SOURCE RECORDS
┄┄┄┄┄┄

Issue #1698, opened 2018-07-24
Make the Rules/Events more accessible


Samusoidal:
It's kind of hidden there on the event page, and I've noticed that new jammers seem to have a hard time finding/understanding the rules. 

There should also be a 'tutorials' page where new users can see how to open issues, contribute to the project, and use the site (creating teams, etc).

ajayyy:
I agree, there should be a link in the header or sidebar.

local-minimum:
@paulloz is looking into this one

paulloz:
Would a **Guides** section in the sidebar be good enough?  
We can link the **rules** and the **game hosting guidelines** from there, and the **tutorials** @Samusoidal is talking about when they're written.  

![firefox_2018-08-29_18-57-48](https://user-images.githubusercontent.com/437025/44803043-90203a80-abbd-11e8-86b3-94561fde09d2.png)

local-minimum:
The one concern is that `https://ldjam.com/events/ludum-dare/rules` are the rules for LD-jams only, and the dream is to one day support the miniLD again. But well if you ask me this is much of an improvement and if we get to supporting more than main LD then we can deal with it later.

Samusoidal:
I like the idea of a Guides section in the sidebar but it needs to stand out like a sore thumb in a bucket of sardines.
Maybe you could put a fill behind it? Rounded edges, light gray from the palette, etc. That would be eye catching and denote that it's important.

local-minimum:
I'm quite happy with the style in the image. We are planning other ways to point people to the rules too like the new rules questions when you submit and https://github.com/ludumdare/ludumdare/issues/1752

local-minimum:
But we like `<SVGIcon>` so perhaps add one that fits for the rules. You find them in http://192.168.48.48/dev_icons.php or something close to that

PR #1760, opened 2018-08-30
Sidebar guides

paulloz:
You can add the links you want in the sidebar and/or change their icons, as discussed in #1698.

firefox_2018-08-30_17-05-56

### DIFF
--- a/src/com/sidebar/guides/guides.js
+++ b/src/com/sidebar/guides/guides.js
@@ -1,0 +1,30 @@
+import {h, Component}	from 'preact/preact';
+import SVGIcon			from 'com/svg-icon/icon';
+
+export default class SidebarGuides extends Component {
+	constructor() {
+	}
+
+	render(props, state) {
+		var Links = {
+			"Rules": {"icon": "article", "href": "/events/ludum-dare/rules"},
+			"Game Hosting Guide": {"href": "/events/ludum-dare/hosting-guide"}
+		};
+
+		return (
+			<div class="sidebar-base sidebar-shortlist sidebar-guides">
+				<div class="-title _font2">
+					<SVGIcon baseline>question</SVGIcon> <span class="-text">Guides</span>
+				</div>
+				{Object.keys(Links).map(key => {
+					return (
+						<a class="-item" href={Links[key].href}>
+							{Links[key].icon != null ? <SVGIcon baseline gap>{Links[key].icon}</SVGIcon> : null}
+							<strong>{key}</strong>
+						</a>
+					);
+				})}
+			</div>
+		);
+	}
+}
--- a/.gitignore
+++ b/.gitignore
@@ -20,3 +20,5 @@ node_modules/
 /src/shrub/docs
 /sandbox/ld_event.*
 package-lock.json
+*.code-workspace
+.vscode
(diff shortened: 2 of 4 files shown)


local-minimum:
Where did the Twitch integration end up?

paulloz:
Oh it is still [just below](https://github.com/paulloz/ludumdare/blob/sidebar-guides/src/com/view/sidebar/sidebar.js#L70), obviously it can be put above or anywhere.

src/com/sidebar/guides/guides.js
```diff
@@ -0,0 +1,31 @@
...
+			"Game Hosting Guide": {"href": "/events/ludum-dare/hosting-guide"}
+		};
+
+		return (
+			<div class="sidebar-base sidebar-shortlist sidebar-guides">
+				<div class="-title _font2">
+					<SVGIcon baseline>question</SVGIcon> <span class="-text">Guides</span>
+				</div>
+				{Object.keys(Links).map(key => {
+					const icon = Links[key].icon != null ? <SVGIcon baseline>{Links[key].icon}</SVGIcon> : null;
```
local-minimum: If you add `gap` to the SVGIcon tag you can skip the space injection further down

local-minimum:
I think it's good below. I just wondered since we discussed its position

paulloz:
Well, I don't really mind the placement. What's bothering me is that it always looks like it's being part of the section above it.  

On another note, I updated the `gap` thingy.

src/com/sidebar/guides/guides.js
```diff
@@ -0,0 +1,30 @@
+import {h, Component}	from 'preact/preact';
+import SVGIcon			from 'com/svg-icon/icon';
+
+export default class SidebarGuides extends Component {
+	constructor() {
```
zwrawr: This constructor should probably have `super(props);`
 in or not be there. Although I'm pretty sure it doesn't make an actual difference.

src/com/sidebar/guides/guides.js
```diff
@@ -0,0 +1,30 @@
...
+		};
+
+		return (
+			<div class="sidebar-base sidebar-shortlist sidebar-guides">
+				<div class="-title _font2">
+					<SVGIcon baseline>question</SVGIcon> <span class="-text">Guides</span>
+				</div>
+				{Object.keys(Links).map(key => {
+					return (
+						<a class="-item" href={Links[key].href}>
```
zwrawr: This should probably be a `NavLink` rather than an `a` tag, right?

src/com/sidebar/guides/guides.js
```diff
@@ -0,0 +1,30 @@
...
+							{Links[key].icon != null ? <SVGIcon baseline gap>{Links[key].icon}</SVGIcon> : null}
```
zwrawr: Would it make sense to set a default icon (maybe `article` or `file-text`) rather than no icon. If they all had icons they'd all be aligned.

zwrawr:
This works and looks good. Should make these guides much easier to find!

paulloz:
While I'm happy to see activity around here, I must admit that after that much of a review time I probably don't have a usable dev environment for this project anymore.  
I could certainly setup everything once again. Although I guess it'd even be quicker for someone else to make those changes because I don't know when I'll be able to re-download vagrant images etc.

zwrawr:
That's fine, #1819 has your changes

┄┄┄┄┄┄

WHAT TO WORK ON
Look for the word "changes" in the data, then return every line that contains it.

ANSWER TO THE PROBLEM
I could certainly setup everything once again. Although I guess it'd even be quicker for someone else to make those changes because I don't know when I'll be able to re-download vagrant images etc.
That's fine, #1819 has your changes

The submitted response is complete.